### Problem requirements
Copy each line of the following data that contains "formulae".

**** Data records

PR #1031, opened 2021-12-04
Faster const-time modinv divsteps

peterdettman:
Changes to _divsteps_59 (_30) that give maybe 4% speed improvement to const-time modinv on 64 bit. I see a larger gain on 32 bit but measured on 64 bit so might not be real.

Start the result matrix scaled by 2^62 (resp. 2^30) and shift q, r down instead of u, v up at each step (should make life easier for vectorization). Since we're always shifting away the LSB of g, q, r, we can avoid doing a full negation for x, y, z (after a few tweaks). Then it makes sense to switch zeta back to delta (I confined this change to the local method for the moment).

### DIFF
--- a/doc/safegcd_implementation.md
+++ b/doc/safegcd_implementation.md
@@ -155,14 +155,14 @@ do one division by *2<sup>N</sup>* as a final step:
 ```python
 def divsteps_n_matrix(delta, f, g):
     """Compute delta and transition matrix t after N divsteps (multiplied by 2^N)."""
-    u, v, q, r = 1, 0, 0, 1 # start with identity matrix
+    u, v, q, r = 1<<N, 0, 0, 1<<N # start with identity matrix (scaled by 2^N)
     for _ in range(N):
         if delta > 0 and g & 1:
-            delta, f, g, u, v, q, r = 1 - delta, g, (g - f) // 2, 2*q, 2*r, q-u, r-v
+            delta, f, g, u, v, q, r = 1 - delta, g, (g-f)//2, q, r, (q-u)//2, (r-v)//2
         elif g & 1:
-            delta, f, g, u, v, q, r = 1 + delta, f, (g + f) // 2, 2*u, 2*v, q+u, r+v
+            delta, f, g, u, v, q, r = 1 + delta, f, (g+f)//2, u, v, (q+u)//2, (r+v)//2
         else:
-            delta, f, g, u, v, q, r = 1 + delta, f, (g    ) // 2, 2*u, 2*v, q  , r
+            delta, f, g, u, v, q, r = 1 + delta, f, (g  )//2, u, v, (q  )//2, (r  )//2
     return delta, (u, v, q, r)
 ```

********
**** Data records

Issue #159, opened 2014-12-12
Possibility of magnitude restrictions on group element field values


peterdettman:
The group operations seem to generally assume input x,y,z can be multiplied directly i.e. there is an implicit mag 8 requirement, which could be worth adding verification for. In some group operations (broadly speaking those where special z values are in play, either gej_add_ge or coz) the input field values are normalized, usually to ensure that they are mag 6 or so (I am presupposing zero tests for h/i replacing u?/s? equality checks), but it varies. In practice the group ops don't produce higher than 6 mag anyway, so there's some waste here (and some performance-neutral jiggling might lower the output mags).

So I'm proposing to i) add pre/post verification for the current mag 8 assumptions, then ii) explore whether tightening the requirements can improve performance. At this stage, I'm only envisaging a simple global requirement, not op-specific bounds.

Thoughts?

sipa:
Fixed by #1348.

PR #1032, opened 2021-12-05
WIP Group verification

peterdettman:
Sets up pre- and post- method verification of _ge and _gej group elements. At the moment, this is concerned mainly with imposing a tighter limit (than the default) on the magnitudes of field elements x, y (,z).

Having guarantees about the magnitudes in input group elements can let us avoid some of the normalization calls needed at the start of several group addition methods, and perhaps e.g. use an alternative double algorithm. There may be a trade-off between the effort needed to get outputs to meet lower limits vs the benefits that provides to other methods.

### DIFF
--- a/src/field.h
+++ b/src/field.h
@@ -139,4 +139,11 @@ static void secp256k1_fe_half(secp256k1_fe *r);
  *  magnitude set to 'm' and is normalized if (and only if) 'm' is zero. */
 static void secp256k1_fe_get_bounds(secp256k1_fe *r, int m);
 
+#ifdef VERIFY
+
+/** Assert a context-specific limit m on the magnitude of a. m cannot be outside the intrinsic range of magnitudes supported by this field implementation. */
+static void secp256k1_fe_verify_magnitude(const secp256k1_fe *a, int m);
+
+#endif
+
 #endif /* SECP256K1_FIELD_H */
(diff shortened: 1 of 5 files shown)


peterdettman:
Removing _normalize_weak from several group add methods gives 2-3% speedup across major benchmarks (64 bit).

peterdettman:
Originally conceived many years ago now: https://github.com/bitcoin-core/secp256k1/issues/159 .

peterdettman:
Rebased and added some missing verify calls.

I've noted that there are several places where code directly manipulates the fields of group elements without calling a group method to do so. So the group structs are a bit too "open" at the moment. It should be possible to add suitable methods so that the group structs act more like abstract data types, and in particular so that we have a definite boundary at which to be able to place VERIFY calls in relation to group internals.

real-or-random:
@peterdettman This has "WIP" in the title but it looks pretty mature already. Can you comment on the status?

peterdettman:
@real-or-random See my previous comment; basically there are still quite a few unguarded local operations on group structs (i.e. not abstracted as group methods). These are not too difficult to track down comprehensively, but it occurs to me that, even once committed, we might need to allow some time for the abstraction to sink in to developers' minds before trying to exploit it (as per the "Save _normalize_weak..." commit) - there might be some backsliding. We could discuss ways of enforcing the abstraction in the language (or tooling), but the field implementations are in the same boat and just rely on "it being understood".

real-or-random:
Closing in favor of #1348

********
**** Data records

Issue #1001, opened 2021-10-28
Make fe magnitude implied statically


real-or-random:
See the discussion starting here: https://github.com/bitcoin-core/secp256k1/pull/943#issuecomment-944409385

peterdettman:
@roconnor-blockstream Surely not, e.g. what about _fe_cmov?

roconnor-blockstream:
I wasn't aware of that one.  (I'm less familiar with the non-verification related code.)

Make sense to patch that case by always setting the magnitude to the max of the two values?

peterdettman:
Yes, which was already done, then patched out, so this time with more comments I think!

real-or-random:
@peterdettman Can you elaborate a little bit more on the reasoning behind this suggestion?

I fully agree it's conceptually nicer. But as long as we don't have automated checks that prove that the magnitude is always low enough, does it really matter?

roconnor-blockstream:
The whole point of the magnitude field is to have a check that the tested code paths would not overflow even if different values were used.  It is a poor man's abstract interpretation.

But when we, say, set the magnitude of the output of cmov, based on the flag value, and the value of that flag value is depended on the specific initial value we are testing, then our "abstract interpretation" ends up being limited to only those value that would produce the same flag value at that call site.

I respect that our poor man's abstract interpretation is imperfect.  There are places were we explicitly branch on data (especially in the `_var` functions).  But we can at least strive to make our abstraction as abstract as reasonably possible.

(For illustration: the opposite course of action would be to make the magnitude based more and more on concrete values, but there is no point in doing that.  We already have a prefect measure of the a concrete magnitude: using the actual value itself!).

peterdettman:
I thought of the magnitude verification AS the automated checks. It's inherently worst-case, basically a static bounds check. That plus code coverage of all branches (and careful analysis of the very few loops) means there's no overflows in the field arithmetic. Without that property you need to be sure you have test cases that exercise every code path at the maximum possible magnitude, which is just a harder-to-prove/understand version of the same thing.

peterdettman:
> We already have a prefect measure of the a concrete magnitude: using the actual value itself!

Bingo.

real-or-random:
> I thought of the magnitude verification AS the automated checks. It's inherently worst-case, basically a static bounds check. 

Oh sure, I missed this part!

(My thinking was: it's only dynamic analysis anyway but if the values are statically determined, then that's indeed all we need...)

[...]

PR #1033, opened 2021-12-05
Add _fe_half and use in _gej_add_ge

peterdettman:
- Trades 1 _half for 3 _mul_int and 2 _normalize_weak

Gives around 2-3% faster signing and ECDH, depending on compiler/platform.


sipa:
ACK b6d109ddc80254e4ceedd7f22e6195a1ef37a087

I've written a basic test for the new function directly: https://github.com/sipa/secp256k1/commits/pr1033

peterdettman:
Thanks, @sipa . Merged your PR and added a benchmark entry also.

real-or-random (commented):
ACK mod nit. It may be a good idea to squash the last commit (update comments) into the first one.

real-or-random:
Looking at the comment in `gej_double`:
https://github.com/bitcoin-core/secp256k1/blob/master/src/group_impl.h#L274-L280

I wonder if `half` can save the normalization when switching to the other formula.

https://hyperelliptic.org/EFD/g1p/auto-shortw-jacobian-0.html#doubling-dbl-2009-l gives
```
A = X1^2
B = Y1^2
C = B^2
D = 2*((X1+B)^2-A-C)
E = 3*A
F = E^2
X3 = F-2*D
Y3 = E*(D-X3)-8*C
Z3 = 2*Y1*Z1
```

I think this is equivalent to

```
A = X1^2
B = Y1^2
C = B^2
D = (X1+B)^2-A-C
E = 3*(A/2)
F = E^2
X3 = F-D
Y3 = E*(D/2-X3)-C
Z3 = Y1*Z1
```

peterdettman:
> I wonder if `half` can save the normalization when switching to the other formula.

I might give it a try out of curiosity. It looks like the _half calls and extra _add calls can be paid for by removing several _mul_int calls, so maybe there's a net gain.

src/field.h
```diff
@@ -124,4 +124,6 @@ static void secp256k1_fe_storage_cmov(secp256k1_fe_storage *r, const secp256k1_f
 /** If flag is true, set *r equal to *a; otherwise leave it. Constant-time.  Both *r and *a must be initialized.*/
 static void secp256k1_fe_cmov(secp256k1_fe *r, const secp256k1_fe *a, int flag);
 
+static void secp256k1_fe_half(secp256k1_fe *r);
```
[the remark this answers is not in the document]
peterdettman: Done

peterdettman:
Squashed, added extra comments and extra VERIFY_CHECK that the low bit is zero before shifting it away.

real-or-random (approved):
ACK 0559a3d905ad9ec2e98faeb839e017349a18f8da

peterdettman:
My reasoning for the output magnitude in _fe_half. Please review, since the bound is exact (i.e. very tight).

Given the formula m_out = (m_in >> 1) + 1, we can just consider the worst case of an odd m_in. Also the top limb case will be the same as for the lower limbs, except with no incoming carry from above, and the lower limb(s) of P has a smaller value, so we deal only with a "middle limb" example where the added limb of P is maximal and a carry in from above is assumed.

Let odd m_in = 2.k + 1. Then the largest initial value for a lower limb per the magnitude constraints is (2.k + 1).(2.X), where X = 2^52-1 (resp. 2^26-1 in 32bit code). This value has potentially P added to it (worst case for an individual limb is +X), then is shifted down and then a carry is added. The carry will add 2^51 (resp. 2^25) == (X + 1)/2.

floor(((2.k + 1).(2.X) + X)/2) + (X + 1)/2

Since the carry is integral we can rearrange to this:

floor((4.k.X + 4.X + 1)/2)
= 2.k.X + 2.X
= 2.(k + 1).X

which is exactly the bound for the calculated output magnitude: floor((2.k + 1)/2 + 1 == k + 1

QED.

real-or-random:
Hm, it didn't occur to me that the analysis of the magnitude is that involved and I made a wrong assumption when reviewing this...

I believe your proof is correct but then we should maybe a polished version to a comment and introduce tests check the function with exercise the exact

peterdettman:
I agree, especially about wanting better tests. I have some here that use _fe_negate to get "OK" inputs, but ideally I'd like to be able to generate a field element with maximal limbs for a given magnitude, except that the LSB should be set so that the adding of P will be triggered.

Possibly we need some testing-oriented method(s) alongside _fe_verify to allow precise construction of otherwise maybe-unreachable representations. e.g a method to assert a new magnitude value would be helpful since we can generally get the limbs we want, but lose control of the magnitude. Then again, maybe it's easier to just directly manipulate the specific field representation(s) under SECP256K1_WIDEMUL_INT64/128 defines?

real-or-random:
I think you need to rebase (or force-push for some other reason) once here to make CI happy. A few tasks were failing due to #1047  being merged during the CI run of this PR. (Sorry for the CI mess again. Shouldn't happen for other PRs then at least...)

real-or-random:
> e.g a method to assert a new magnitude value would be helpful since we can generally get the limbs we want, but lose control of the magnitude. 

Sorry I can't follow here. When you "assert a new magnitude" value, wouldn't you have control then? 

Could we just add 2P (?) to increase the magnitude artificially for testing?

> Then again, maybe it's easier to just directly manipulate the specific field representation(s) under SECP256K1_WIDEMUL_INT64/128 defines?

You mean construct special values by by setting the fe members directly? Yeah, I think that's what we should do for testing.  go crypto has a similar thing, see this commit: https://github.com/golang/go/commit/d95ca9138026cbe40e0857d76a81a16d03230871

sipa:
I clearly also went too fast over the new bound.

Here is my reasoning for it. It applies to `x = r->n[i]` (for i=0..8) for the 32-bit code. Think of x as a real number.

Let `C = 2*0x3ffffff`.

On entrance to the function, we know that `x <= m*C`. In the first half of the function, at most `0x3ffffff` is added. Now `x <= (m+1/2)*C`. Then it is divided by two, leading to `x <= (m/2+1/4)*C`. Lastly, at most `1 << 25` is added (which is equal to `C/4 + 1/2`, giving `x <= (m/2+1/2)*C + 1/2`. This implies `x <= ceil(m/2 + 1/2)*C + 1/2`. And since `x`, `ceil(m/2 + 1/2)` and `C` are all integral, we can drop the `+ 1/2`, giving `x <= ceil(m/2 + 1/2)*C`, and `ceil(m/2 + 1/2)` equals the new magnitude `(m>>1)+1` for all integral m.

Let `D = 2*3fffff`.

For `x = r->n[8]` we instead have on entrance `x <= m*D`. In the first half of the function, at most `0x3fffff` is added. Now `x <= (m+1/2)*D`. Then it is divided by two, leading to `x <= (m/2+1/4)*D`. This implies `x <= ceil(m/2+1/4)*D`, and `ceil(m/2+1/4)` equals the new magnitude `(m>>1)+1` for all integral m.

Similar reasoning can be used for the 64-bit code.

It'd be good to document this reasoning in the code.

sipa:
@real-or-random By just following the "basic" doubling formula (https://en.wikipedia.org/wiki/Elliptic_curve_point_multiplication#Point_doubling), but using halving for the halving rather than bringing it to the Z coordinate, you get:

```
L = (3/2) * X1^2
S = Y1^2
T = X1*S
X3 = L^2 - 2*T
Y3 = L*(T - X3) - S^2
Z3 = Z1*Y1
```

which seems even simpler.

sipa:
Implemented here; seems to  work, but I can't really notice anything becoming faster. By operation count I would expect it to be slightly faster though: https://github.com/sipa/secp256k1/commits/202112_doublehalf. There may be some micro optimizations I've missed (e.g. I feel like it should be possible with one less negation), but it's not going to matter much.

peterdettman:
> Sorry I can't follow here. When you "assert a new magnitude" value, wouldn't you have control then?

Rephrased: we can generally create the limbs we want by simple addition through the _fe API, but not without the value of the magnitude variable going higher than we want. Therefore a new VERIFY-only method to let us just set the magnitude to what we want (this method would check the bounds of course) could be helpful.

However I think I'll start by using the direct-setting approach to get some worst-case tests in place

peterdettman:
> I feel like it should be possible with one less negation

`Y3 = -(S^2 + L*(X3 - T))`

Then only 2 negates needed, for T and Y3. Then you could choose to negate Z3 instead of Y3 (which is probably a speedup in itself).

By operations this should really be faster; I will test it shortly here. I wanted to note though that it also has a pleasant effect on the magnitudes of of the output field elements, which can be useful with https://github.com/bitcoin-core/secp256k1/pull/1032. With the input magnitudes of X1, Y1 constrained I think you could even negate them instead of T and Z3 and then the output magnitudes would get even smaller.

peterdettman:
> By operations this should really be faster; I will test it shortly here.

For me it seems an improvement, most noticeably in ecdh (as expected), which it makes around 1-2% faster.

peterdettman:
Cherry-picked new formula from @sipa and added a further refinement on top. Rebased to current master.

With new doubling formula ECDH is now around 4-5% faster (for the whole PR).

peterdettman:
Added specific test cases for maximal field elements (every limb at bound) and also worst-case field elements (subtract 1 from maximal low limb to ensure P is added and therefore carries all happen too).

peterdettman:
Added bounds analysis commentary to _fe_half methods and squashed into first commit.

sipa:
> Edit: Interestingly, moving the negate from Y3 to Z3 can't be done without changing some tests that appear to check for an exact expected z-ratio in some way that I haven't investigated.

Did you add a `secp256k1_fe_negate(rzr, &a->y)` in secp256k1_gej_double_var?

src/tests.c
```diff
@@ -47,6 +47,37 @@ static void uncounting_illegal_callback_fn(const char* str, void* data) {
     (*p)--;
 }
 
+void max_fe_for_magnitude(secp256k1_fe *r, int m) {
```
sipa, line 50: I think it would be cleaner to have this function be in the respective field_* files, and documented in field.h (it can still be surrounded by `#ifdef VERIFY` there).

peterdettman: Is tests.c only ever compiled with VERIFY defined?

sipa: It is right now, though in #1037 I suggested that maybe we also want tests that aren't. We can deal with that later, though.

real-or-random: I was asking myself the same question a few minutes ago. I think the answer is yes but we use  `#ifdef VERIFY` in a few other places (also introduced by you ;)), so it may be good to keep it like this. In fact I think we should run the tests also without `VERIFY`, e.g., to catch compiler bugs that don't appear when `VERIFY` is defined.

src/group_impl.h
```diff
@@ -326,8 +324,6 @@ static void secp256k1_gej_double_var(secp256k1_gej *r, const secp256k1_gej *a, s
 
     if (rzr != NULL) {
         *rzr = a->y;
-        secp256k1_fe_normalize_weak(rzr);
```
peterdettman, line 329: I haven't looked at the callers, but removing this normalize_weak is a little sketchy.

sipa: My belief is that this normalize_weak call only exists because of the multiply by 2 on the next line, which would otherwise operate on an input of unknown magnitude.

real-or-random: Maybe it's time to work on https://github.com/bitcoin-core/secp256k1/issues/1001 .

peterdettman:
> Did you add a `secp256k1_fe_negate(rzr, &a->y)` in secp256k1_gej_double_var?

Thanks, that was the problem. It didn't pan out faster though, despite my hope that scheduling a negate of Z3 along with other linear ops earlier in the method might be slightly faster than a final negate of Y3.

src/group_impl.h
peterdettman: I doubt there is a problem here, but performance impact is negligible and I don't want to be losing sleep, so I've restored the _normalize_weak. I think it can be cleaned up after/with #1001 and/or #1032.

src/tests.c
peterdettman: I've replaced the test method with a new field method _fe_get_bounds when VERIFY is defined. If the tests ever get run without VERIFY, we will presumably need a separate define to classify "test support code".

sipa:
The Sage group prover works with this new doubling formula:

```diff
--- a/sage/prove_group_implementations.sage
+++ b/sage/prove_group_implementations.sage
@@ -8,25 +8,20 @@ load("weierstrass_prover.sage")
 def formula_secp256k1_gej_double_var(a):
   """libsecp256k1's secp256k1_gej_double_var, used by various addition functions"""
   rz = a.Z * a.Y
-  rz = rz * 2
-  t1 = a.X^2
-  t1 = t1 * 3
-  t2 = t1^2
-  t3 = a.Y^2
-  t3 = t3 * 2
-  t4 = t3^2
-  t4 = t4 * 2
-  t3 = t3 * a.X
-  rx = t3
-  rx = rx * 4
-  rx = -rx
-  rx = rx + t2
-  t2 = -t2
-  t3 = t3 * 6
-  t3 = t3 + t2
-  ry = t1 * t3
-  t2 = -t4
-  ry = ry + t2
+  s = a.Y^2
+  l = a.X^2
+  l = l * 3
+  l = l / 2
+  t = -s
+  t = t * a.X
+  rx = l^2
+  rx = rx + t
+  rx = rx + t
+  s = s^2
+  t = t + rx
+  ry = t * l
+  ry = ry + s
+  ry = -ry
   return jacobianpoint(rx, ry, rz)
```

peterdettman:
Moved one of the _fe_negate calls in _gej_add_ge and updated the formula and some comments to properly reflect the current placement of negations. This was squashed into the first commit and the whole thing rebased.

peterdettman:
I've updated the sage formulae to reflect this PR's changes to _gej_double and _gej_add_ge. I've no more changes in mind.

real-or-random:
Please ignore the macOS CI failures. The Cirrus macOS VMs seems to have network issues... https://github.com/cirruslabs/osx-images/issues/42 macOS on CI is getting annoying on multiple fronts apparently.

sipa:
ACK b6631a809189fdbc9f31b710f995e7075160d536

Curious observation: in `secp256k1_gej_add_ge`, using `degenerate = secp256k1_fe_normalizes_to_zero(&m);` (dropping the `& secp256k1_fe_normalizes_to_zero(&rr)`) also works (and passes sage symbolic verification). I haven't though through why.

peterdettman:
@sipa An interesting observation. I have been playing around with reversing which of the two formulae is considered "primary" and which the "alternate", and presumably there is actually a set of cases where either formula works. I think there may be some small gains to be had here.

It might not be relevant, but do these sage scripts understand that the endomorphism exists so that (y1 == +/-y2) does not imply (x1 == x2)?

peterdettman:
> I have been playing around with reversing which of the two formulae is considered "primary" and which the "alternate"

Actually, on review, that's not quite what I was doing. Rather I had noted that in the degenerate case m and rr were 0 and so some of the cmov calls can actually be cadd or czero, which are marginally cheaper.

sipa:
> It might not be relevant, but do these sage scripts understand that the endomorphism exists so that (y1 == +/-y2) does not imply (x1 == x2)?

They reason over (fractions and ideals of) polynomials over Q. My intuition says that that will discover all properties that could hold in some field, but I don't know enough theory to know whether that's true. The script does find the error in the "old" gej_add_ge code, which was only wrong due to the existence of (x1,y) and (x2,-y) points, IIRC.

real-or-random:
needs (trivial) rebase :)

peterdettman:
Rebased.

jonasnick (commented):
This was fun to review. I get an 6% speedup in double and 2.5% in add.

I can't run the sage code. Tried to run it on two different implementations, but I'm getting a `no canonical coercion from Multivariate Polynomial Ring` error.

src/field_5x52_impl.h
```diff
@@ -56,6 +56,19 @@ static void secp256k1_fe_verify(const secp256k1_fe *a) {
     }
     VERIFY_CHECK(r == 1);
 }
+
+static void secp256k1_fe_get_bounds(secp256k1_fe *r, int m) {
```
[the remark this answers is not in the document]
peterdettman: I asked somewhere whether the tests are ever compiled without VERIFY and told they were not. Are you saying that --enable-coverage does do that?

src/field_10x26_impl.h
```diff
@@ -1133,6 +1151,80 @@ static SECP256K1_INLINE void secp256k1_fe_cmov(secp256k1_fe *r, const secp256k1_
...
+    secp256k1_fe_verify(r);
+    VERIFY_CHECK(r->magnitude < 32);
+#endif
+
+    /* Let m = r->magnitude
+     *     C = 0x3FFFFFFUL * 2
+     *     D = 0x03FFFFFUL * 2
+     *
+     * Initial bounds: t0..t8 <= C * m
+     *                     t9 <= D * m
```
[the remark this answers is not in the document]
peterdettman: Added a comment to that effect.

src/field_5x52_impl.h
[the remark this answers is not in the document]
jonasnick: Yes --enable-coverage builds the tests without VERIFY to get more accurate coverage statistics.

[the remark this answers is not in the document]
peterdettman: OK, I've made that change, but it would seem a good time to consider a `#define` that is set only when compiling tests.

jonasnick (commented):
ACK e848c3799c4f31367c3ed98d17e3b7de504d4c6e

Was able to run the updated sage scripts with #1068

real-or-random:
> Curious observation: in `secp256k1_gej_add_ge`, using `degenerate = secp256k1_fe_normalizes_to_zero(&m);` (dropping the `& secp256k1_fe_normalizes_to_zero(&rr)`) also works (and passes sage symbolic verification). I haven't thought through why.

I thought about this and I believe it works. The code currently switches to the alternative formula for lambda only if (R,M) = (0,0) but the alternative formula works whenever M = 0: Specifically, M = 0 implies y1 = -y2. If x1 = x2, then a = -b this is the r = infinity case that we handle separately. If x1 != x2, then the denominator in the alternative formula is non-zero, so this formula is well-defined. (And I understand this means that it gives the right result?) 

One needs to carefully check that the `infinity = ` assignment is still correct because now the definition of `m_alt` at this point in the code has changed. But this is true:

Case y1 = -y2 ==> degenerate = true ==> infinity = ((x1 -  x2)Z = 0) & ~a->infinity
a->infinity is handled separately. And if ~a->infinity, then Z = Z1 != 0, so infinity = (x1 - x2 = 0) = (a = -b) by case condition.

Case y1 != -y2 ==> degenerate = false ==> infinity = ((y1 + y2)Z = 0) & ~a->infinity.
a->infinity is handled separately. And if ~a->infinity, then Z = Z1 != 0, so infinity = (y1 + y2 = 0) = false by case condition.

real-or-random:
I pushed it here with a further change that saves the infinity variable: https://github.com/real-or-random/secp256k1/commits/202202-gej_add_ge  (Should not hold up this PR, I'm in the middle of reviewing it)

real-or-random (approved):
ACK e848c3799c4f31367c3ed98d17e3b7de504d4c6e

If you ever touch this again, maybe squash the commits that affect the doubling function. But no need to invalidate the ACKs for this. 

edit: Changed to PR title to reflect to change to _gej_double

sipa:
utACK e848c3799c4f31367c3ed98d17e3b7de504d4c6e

********

### Reply
I've updated the sage formulae to reflect this PR's changes to _gej_double and _gej_add_ge. I've no more changes in mind.
@sipa An interesting observation. I have been playing around with reversing which of the two formulae is considered "primary" and which the "alternate", and presumably there is actually a set of cases where either formula works. I think there may be some small gains to be had here.
> I have been playing around with reversing which of the two formulae is considered "primary" and which the "alternate"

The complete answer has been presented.